Search the entries below for "just" and copy each matching line.

=-=-=-=-=

PR #2045, opened 2024-07-25
New data model

cawke:


Assets/MirageXR/DataModel/DataModel.cs
```diff
@@ -0,0 +1,319 @@
...
+    {
+        [JsonProperty] public Guid Id { get; set; }
+        [JsonProperty] public DateTime CreationDate { get; set; }
+        [JsonProperty] public string Version { get; set; }
+    }
+
+    [Serializable]
+    public class Activity : DataModel
+    {
+        [JsonProperty] public User Owner { get; set; }
```
fwild: I think this should not be inside the data model, also as ownership is m:n now with collaborative authoring. If we wanted to we could rename to 'creator' or 'created_by', but I think this needs to be handled by the repository outside of the activity data model.

Assets/MirageXR/DataModel/DataModel.cs
```diff
@@ -0,0 +1,319 @@
...
+    }
+
+    [Serializable]
+    public class Media
+    {
+        [JsonProperty] public List<File> File { get; set; } //one or many?
+    }
+
+    [Serializable]
+    public class RequiredTools
```
fwild: I think this should be "RequiredToolsPartsMaterials" or maybe short "RequiredTPM"? and add "Tools/Parts/Materials as comment to explain?

Assets/MirageXR/DataModel/DataModel.cs
```diff
@@ -0,0 +1,319 @@
...
+    {
+        [JsonProperty] public List<string> Tools { get; set; }
```
fwild: again "ToolPartMaterial" or maybe short "TPM"?

Assets/MirageXR/DataModel/DataModel.cs
```diff
@@ -0,0 +1,319 @@
...
+    public class ActivityStep : DataModel
+    {
+        [JsonProperty] public uint Order { get; set; } //or it can be based on Activity.Steps?
+        [JsonProperty] public string Name { get; set; }
+        [JsonProperty] public string Description { get; set; }
+        [JsonProperty] public List<Guid> Contents { get; set; } //Content.Id
+        [JsonProperty] public Location Location { get; set; }
+        [JsonProperty] public List<Trigger>? Triggers { get; set; } // cannot be null?
+        [JsonProperty] public Comments Comments { get; set; }
+        [JsonProperty] public RequiredTools RequiredTools { get; set; }
```
fwild: Should be `List<RequiredTPM> RequiredTPMs`?

Assets/MirageXR/DataModel/DataModel.cs
fwild: And why is this one a class, whereas the Triggers are directly included in the ActivityStep as list?

Assets/MirageXR/DataModel/DataModel.cs
```diff
@@ -0,0 +1,319 @@
...
+    {
+        [JsonProperty] public User User { get; set; }
+        [JsonProperty] public string Text { get; set; }
+        [JsonProperty] public Media? Attachment { get; set; }
+    }
+
+    [Serializable]
+    public class Media
+    {
+        [JsonProperty] public List<File> File { get; set; } //one or many?
```
fwild: should be `List<File> Files` for consistancy

Assets/MirageXR/DataModel/DataModel.cs
```diff
@@ -0,0 +1,319 @@
...
+    {
+        [JsonProperty] public uint Order { get; set; } //or it can be based on Activity.Steps?
+        [JsonProperty] public string Name { get; set; }
+        [JsonProperty] public string Description { get; set; }
+        [JsonProperty] public List<Guid> Contents { get; set; } //Content.Id
+        [JsonProperty] public Location Location { get; set; }
+        [JsonProperty] public List<Trigger>? Triggers { get; set; } // cannot be null?
+        [JsonProperty] public Comments Comments { get; set; }
+        [JsonProperty] public RequiredTools RequiredTools { get; set; }
+        [JsonProperty] public Media Media { get; set; }
```
fwild: Why not `list<MediaAsset> MediaAssets`?

Assets/MirageXR/DataModel/DataModel.cs
```diff
@@ -0,0 +1,319 @@
...
+    {
+        [JsonProperty] public List<Comment> Note { get; set; }
+    }
+
+    [Serializable]
+    public class Comment : DataModel
+    {
+        [JsonProperty] public User User { get; set; }
+        [JsonProperty] public string Text { get; set; }
+        [JsonProperty] public Media? Attachment { get; set; }
```
fwild: Again not sure why this could not be directly a `list<MediaAsset> Attachment` - for consistancy

Assets/MirageXR/DataModel/DataModel.cs
```diff
@@ -0,0 +1,319 @@
...
+    [Serializable]
+    public class RequiredTools
+    {
+        [JsonProperty] public List<string> Tools { get; set; }
+    }
+
+    [Serializable]
+    public class User : DataModel
+    {
+        [JsonProperty] public string Name { get; set; }
```
fwild, line 79: `public string UUID` instead? To be more precise? We cannot maintain a full list of users locally - if we need to find e.g. a clear name for a user, we will have to query the identity server for properties we are allowed to access. As far as I can see, the unique user ID (UUID) is the way to go with keycloak for the identification of a user.

Assets/MirageXR/DataModel/DataModel.cs
```diff
@@ -0,0 +1,319 @@
...
+                Version = Version,
+                Type = Type,
+                ContentData = ContentData.ToObject<T>(),
+                Location = Location
+            };
+        }
+    }
+
+    [Serializable]
+    public class File : DataModel
```
fwild, line 107: I would propose NOT to have our own File class, but use System.IO.File instead. Unless there is a better existing File class from a different library. Rationale is: if we use the standard File interface, we can directly open a StreamReader etc.

Assets/MirageXR/DataModel/DataModel.cs
```diff
@@ -0,0 +1,319 @@
...
+    [Serializable]
+    public class Content<T> : DataModel where T : ContentData
+    {
+        [JsonProperty] public ContentType Type { get; set; }
+        [JsonProperty] public string Name { get; set; }
+        [JsonProperty] public Location Location { get; set; }
+        [JsonProperty] public T ContentData { get; set; }
+    }
+
+    public class Trigger    //todo
```
fwild, line 142: Missing `[Serializable]`

Assets/MirageXR/DataModel/DataModel.cs
```diff
@@ -0,0 +1,319 @@
...
+    {
+        [JsonProperty] public TriggerType Type { get; set; }
+        [JsonProperty] public Guid StepId { get; set; } // step.id
+        [JsonProperty] public string Event { get; set; } // string needs to be eval’d
+        [JsonProperty] public string PromptInjectionText { get; set; } // What text to drop to the AI conversation when the trigger is triggered (e.g. “I pick the Banana”, “I have done that”)
+    }
+
+    public enum TriggerType     //todo
```
fwild, line 160: missing `[Serializable]`

Assets/MirageXR/DataModel/DataModel.cs
```diff
@@ -0,0 +1,319 @@
...
+    {
+        Unknown = -1,
+        Next = 1,
```
fwild: let's keep `Click' instead of `Next` - I think this was better

Assets/MirageXR/DataModel/DataModel.cs
```diff
@@ -0,0 +1,319 @@
...
+        Sensor = 2,
+        Detect = 3,
+        Interaction = 4 // maybe? From improved pick&place, that uses events to advance?
```
fwild: Rename to `Event`?

Assets/MirageXR/DataModel/DataModel.cs
```diff
@@ -0,0 +1,319 @@
...
+        [JsonProperty] public Location Location { get; set; }
+        [JsonProperty] public T ContentData { get; set; }
+    }
+
+    public class Trigger    //todo
+    {
+        [JsonProperty] public TriggerType Type { get; set; }
+        [JsonProperty] public Guid StepId { get; set; } // step.id
+        [JsonProperty] public string Event { get; set; } // string needs to be eval’d
+        [JsonProperty] public string PromptInjectionText { get; set; } // What text to drop to the AI conversation when the trigger is triggered (e.g. “I pick the Banana”, “I have done that”)
```
fwild, line 151: for the Sensor trigger to work, we need to still have:
```
 [JsonProperty] public string SensorChannel {get;set}
 [JsonProperty] public string SensorVariable {get;set}
 [JsonProperty] public string SensorVariableType {get;set}
 [JsonProperty] public string SensorExpectedValue {get;set}
 [JsonProperty] public string SensorEvalOperator {get;set} // "exceed", "below", "equal", "between" - or ">", "<", "=", "[x;y]"
```

Assets/MirageXR/DataModel/DataModel.cs
```diff
@@ -0,0 +1,319 @@
...
+    {
+        Unknown = -1,
+        Next = 1,
+        Sensor = 2,
+        Detect = 3,
+        Interaction = 4 // maybe? From improved pick&place, that uses events to advance?
+        //todo
+    }
+
+    public class ContentData
```
fwild, line 172: missing `[Serializable]'

Assets/MirageXR/DataModel/DataModel.cs
```diff
@@ -0,0 +1,319 @@
...
+    {
+        [JsonProperty] public List<Trigger> Triggers { get; set; }
+        [JsonProperty] public List<TriggerType> AvailableTriggers { get; set; }
+    }
+
+    public class Location
```
fwild, line 179: missing `[Serializable]'

Assets/MirageXR/DataModel/DataModel.cs
```diff
@@ -0,0 +1,319 @@
...
+        Sensor = 2,
+        Detect = 3,
+        Interaction = 4 // maybe? From improved pick&place, that uses events to advance?
+        //todo
+    }
+
+    public class ContentData
+    {
+        [JsonProperty] public List<Trigger> Triggers { get; set; }
+        [JsonProperty] public List<TriggerType> AvailableTriggers { get; set; }
```
fwild, line 175: do we need this? what does it do?

Assets/MirageXR/DataModel/DataModel.cs
```diff
@@ -0,0 +1,319 @@
...
+
+    public class Location
+    {
+        [JsonProperty] public Vector3 Position { get; set; }
+        [JsonProperty] public Vector3 Rotation { get; set; }
+        [JsonProperty] public Vector3 Scale { get; set; }
+        [JsonProperty] public TargetMarker? TargetMarker { get; set; } //can be null
+    }
+
+    public class TargetMarker
```
fwild, line 188: missing `[Serializable]'

Assets/MirageXR/DataModel/DataModel.cs
```diff
@@ -0,0 +1,319 @@
...
+        [JsonProperty] public File Audio { get; set; }
+        [JsonProperty] public List<GhostDataFrame> Frames { get; set; }
+        [JsonProperty] public Gender Gender { get; set; }
+        [JsonProperty] public bool IsLooped { get; set; }
+    }
+
+    [Serializable]
+    public class GlyphContentData : ContentData
+    {
+        [JsonProperty] public string FileName { get; set; }
```
fwild, line 269: Shouldn't this be an addressable?

Assets/MirageXR/DataModel/DataModel.cs
```diff
@@ -0,0 +1,319 @@
...
+        [JsonProperty] public string Text { get; set; }
+        [JsonProperty] public File Image { get; set; }
+    }
+
+    [Serializable]
+    public class ModelContentData : ContentData //or 3dModelContentData 
+    {
+        [JsonProperty] public bool isLibraryModel { get; set; }
+        [JsonProperty] public File? Model { get; set; }
+        [JsonProperty] public LibraryModel? LibraryModel { get; set; }
```
fwild, line 284: We could treat the library models the same as the other downloads - and clone/copy plus upload them as separate files into the repository -- as we cannot rely on the library models to not change over time?

fwild: but then we still would have to keep this data, as we need to be able to edit it. got it.

Assets/MirageXR/DataModel/DataModel.cs
```diff
@@ -0,0 +1,319 @@
...
+    [Serializable]
+    public class InteractionContentData : ContentData
+    {
+        [JsonProperty] public string Text { get; set; }
+    }
+
+    [Serializable]
+    public class VfxContentData : ContentData
+    {
+        [JsonProperty] public string FileName { get; set; }
```
fwild, line 313: shouldn't this be `public File file`? To keep consistant with the other assets?

Assets/MirageXR/DataModel/DataModel.cs
```diff
@@ -0,0 +1,319 @@
...
+    [Serializable]
+    public class Comment : DataModel
+    {
+        [JsonProperty] public User User { get; set; }
+        [JsonProperty] public string Text { get; set; }
+        [JsonProperty] public Media? Attachment { get; set; }
+    }
+
+    [Serializable]
+    public class Media
```
fwild: rename to `MediaAsset`, as media is a plural noun (and 'medium' does not sound good)

Assets/MirageXR/DataModel/DataModel.cs
```diff
@@ -0,0 +1,319 @@
...
+    [Serializable]
+    public class Hierarchy
+    {
+        [JsonProperty] public List<HierarchyItem> Item { get; set; }
+    }
+
+    [Serializable]
+    public class HierarchyItem
+    {
+        [JsonProperty] public List<Guid>? StepIds { get; set; }
```
fwild, line 41: Shouldn't this be `ContentIDs`?

Assets/MirageXR/DataModel/DataModel.cs
```diff
@@ -0,0 +1,319 @@
...
+        [JsonProperty] public string Name { get; set; }
+        [JsonProperty] public string Description { get; set; }
+        [JsonProperty] public string Language { get; set; } //is it needed?
+        [JsonProperty] public File Thumbnail { get; set; }
+        [JsonProperty] public Hierarchy Hierarchy { get; set; }
+        [JsonProperty] public List<Content> Content { get; set; } //todo
+    }
+
+    [Serializable]
+    public class Hierarchy
```
fwild: I think `StepHierarchy` would be more intuitive?

Assets/MirageXR/DataModel/DataModel.cs
```diff
@@ -0,0 +1,319 @@
...
+    [Serializable]
+    public class Activity : DataModel
+    {
+        [JsonProperty] public User Owner { get; set; }
+        [JsonProperty] public string Name { get; set; }
+        [JsonProperty] public string Description { get; set; }
+        [JsonProperty] public string Language { get; set; } //is it needed?
+        [JsonProperty] public File Thumbnail { get; set; }
+        [JsonProperty] public Hierarchy Hierarchy { get; set; }
+        [JsonProperty] public List<Content> Content { get; set; } //todo
```
fwild: I think we are missing `public List<ActivityStep> Steps` here? Unless the `ActivityStep` is forgotten in `HierarchyItem`? Though I like it that HierarchyItem has only a reference to the step Guid, but not the data itself, and we would keep the step data here (again: with the ActivityStep's Contents being only Guids and the real content being stored here in Content)

fwild (changes requested):
I added quite a few comments - trying to make the way we use certain data types more consistent. I think I found a mistake: ActivityStep is currently not referenced in Activity, and it should be (seems better than referencing ActivityStep in HierarchyItem).

Assets/MirageXR/DataModel/DataModel.cs
cawke: ++

Assets/MirageXR/DataModel/DataModel.cs
cawke: ++

Assets/MirageXR/DataModel/DataModel.cs
cawke: ++

Assets/MirageXR/DataModel/DataModel.cs
cawke: ++

cawke: no, here are the links to the step

Assets/MirageXR/DataModel/DataModel.cs
cawke: ++

It is better not to use abbreviations in class names

Assets/MirageXR/DataModel/DataModel.cs
cawke: ++

Assets/MirageXR/DataModel/DataModel.cs
cawke: I wasn't sure what should be stored in ToolPartMaterial and that's why I separated it into a class.

Assets/MirageXR/DataModel/DataModel.cs
cawke: ++

Assets/MirageXR/DataModel/DataModel.cs
cawke: ++

Assets/MirageXR/DataModel/DataModel.cs
cawke: List<<File>>? Attachment

Assets/MirageXR/DataModel/DataModel.cs
cawke: ++

Assets/MirageXR/DataModel/DataModel.cs
cawke: I thought to use guid Id from DataModel

Assets/MirageXR/DataModel/DataModel.cs
cawke: I don't think we can store an instance of System.File in the data model

cawke: all tasks for downloading and checking the file will be on another manager.

Assets/MirageXR/DataModel/DataModel.cs
cawke: ++

Assets/MirageXR/DataModel/DataModel.cs
cawke: ++

Assets/MirageXR/DataModel/DataModel.cs
cawke: ++

Assets/MirageXR/DataModel/DataModel.cs
cawke: I'm not quite sure yet how it will work. I think we'll clarify this at the time of implementation.

cawke: ++

Assets/MirageXR/DataModel/DataModel.cs
cawke: ++

Assets/MirageXR/DataModel/DataModel.cs
cawke: we discussed with misha that not all triggers can be used on this or that content. this array shows which triggers can be applied to this content

Assets/MirageXR/DataModel/DataModel.cs
cawke: ++

Assets/MirageXR/DataModel/DataModel.cs
cawke: ++

Assets/MirageXR/DataModel/DataModel.cs
cawke: addressable cannot be part of the data model. in this case it (FileName) would be id addressable

Assets/MirageXR/DataModel/DataModel.cs
cawke: Now we store them as addressables. We just need an id to access them.

Assets/MirageXR/DataModel/DataModel.cs
fwild: I don't think that works, because what to do with downloaded units? The local guid assigned by a different user is not resolvable. We are changing login now to SSO on the identity server keycloak - we can try to bring the guid in line with the server uuid, but I think it is easier to resolve if this is the uuid, not the (local!) guid.

Assets/MirageXR/DataModel/DataModel.cs
fwild: Ok

Assets/MirageXR/DataModel/DataModel.cs
fwild: Go it

fwild (changes requested):
Almost all resolved - just the user uuid?

cawke:
> Almost all resolved - just the user uuid?

They write on the internet that "GUID (Globally Unique Identifier) is equivalent to a UUID". 
in json file guid is serialized as string, on server string is deserialized as uuid and vice versa.

cawke:
> > Almost all resolved - just the user uuid?
> 
> They write on the internet that "GUID (Globally Unique Identifier) is equivalent to a UUID". in json file guid is serialized as string, on server string is deserialized as uuid and vice versa.

@fwild ^^^

Assets/MirageXR/DataModel/DataModel.cs
```diff
@@ -0,0 +1,319 @@
...
+    public class Comment : DataModel
+    {
+        [JsonProperty] public User User { get; set; }
+        [JsonProperty] public string Text { get; set; }
+        [JsonProperty] public List<File>? Attachment { get; set; }
+    }
+
+
+    [Serializable]
+    public class RequiredToolsPartsMaterial
```
fwild: should be `RequiredToolsPartsMaterials` (plural at the end)

fwild (changes requested):
spotted a missing plural 's'

fwild:
> > Almost all resolved - just the user uuid?
> 
> They write on the internet that "GUID (Globally Unique Identifier) is equivalent to a UUID". in json file guid is serialized as string, on server string is deserialized as uuid and vice versa.

Fine - as long as the unique ID comes ultimately from the keycloak server.

Assets/MirageXR/DataModel/DataModel.cs
cawke: done

Assets/MirageXR/DataModel/DataModel.cs
```diff
@@ -0,0 +1,319 @@
...
+    {
+        [JsonProperty] public Guid Id { get; set; }
+        [JsonProperty] public DateTime CreationDate { get; set; }
+        [JsonProperty] public string Version { get; set; }
+    }
+
+    [Serializable]
+    public class Activity : DataModel
+    {
+        [JsonProperty] public User Creator { get; set; }
```
BenediktHensen, line 21: I think it would make sense to have multiple creators here once we have a collaborative editor. Or at least also to add further contributors apart from one main creator as a separate field.

Assets/MirageXR/DataModel/DataModel.cs
```diff
@@ -0,0 +1,319 @@
...
+using UnityEngine;
+
+namespace DataModel
+{
+    [Serializable]
+    public class DataModel
+    {
+        [JsonProperty] public Guid Id { get; set; }
+        [JsonProperty] public DateTime CreationDate { get; set; }
+        [JsonProperty] public string Version { get; set; }
```
BenediktHensen, line 15: Is this the file version or the version of MirageXR that was used to create this?
If it is the file version, maybe an integer would suffice that we can increment with each upload / major edit?

Assets/MirageXR/DataModel/DataModel.cs
```diff
@@ -0,0 +1,319 @@
...
+        [JsonProperty] public List<Guid>? StepIds { get; set; }
+        [JsonProperty] public List<HierarchyItem>? Item { get; set; }
+        [JsonProperty] public string Title { get; set; }
+        [JsonProperty] public string Description { get; set; }
+    }
+
+    [Serializable]
+    public class ActivityStep : DataModel
+    {
+        [JsonProperty] public uint Order { get; set; } //or it can be based on Activity.Steps?
```
BenediktHensen: Yes, the Order property is probably redundant data which should be derived from the Activity.Steps. Using the Order property could also lead to trouble as there can now be multiple ActivitySteps, e.g., with Order set to 0.

Assets/MirageXR/DataModel/DataModel.cs
```diff
@@ -0,0 +1,319 @@
...
+    public class Content<T> : DataModel where T : ContentData
+    {
+        [JsonProperty] public ContentType Type { get; set; }
+        [JsonProperty] public string Name { get; set; }
+        [JsonProperty] public Location Location { get; set; }
+        [JsonProperty] public T ContentData { get; set; }
+    }
+
+    [Serializable]
+    public class Trigger    //todo
```
BenediktHensen, line 142: It could be beneficial to break this class down into subclasses that inherit from Trigger. At the moment, it is a general purpose class that contains configurations for sensors, LLMs and others, so having a clearer separation could help giving the trigger clearer purpose.

Assets/MirageXR/DataModel/DataModel.cs
```diff
@@ -0,0 +1,319 @@
...
+    [Serializable]
+    public class GlyphContentData : ContentData
+    {
+        [JsonProperty] public string FileName { get; set; }
+    }
+
+    [Serializable]
+    public class ImageContentData : ContentData
+    {
+        [JsonProperty] public string Text { get; set; }
```
BenediktHensen, line 275: What would the Text be for? Is it a caption?

Assets/MirageXR/DataModel/DataModel.cs
fwild: was intended for MirageXR version, so we can create converters in the future...

Assets/MirageXR/DataModel/DataModel.cs
fwild: Alt text, yes.

fwild: currently displayed as caption

fwild:
Looks like only some small cleanup is needed and we are good to go :)

Assets/MirageXR/DataModel/DataModel.cs
```diff
@@ -0,0 +1,319 @@
...
+        [JsonProperty] public string Name { get; set; }
+        [JsonProperty] public Location Location { get; set; }
+        [JsonProperty] public T ContentData { get; set; }
+    }
+
+    [Serializable]
+    public class Trigger    //todo
+    {
+        [JsonProperty] public TriggerType Type { get; set; }
+        [JsonProperty] public Guid StepId { get; set; } // step.id
```
fwild: `JumpToStepId`? And it can also be NULL (to allow OutputEvents to be generated WITHOUT leaving the step)

Assets/MirageXR/DataModel/DataModel.cs
```diff
@@ -0,0 +1,319 @@
...
+        [JsonProperty] public string Event { get; set; } // string needs to be eval’d
```
fwild: Maybe we need to separate between:
* `InputEvent` (e.g. "onIncorrectPlacement" from pick and place: this trigger listens to this event, and if it occurs, and if it is an Event of type trigger, then it triggers the trigger) 
* and `OutputEvent` (an event to be thrown, when the trigger conditions are fulfilled - to inform all augmentations about trigger, e.g. "show"/"hide"/"animate augmentation=5")

Assets/MirageXR/DataModel/DataModel.cs
```diff
@@ -0,0 +1,319 @@
...
+
+    [Serializable]
+    public enum TriggerType     //todo
+    {
+        Unknown = -1,
+        Click = 1,
+        Sensor = 2,
+        Detect = 3,
+        Event = 4 // maybe? From improved pick&place, that uses events to advance?
+        //todo
```
fwild, line 168: add `Proximity = 5`

Assets/MirageXR/DataModel/DataModel.cs
fwild: * and `OutputEventParameter` + `OutputEventParameterValue`

fwild: * Mikhail and I think that the trigger should also have an optional `ContentId` so that it is linked with its augmentation

Assets/MirageXR/DataModel/DataModel.cs
cawke: yes, it sounds good, but for now I have a poor idea of ​​all the triggers to describe them. I think as we implement them we will expand this model.

Assets/MirageXR/DataModel/DataModel.cs
cawke: ++

Assets/MirageXR/DataModel/DataModel.cs
cawke: ++

Assets/MirageXR/DataModel/DataModel.cs
cawke: ++

Assets/MirageXR/DataModel/DataModel.cs
fwild: ok, so let's leave it at that for now. Marking as resolved.

fwild (approved):
All comments are resolved in my view, there fore approving.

=-=-=-=-=

## ANSWER BOX
cawke: Now we store them as addressables. We just need an id to access them.
Almost all resolved - just the user uuid?
> Almost all resolved - just the user uuid?
> > Almost all resolved - just the user uuid?
> > Almost all resolved - just the user uuid?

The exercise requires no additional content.